**Task inputs**:
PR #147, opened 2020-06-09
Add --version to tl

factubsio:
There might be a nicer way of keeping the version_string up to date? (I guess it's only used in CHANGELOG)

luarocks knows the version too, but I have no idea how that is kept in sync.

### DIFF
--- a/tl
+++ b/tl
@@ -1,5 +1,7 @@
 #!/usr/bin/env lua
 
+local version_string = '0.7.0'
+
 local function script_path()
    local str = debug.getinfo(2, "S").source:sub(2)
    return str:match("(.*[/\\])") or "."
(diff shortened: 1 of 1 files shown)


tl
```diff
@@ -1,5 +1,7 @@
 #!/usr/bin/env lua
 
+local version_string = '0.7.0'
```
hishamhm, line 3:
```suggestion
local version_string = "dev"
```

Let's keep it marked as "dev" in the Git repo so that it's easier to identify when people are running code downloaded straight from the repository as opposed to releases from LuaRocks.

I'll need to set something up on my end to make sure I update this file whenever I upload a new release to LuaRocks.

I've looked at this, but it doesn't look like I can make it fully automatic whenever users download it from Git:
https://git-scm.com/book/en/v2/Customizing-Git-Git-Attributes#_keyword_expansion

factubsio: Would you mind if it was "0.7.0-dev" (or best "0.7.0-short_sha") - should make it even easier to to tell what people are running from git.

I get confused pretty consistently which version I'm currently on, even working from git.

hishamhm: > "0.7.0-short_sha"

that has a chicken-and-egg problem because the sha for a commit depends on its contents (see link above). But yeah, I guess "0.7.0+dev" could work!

**Description of the task**:
Of the lines above, copy each one that contains the word "guess".

**Exercise output**:
There might be a nicer way of keeping the version_string up to date? (I guess it's only used in CHANGELOG)
that has a chicken-and-egg problem because the sha for a commit depends on its contents (see link above). But yeah, I guess "0.7.0+dev" could work!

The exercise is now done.